Provided information »
PR #952, opened 2025-08-29
release workflow to validate crd sync

jmazzitelli:
part of: https://github.com/kiali/kiali/issues/8681

this also checks the OSSMC CRD - we weren't doing that before


jmazzitelli:
I tested this in my fork and it seems to work. We now validate the CRDs so the OLM metadata is in sync.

Problem »
Copy here each line of the preceding records with "sync" in it.

Output below »
release workflow to validate crd sync
I tested this in my fork and it seems to work. We now validate the CRDs so the OLM metadata is in sync.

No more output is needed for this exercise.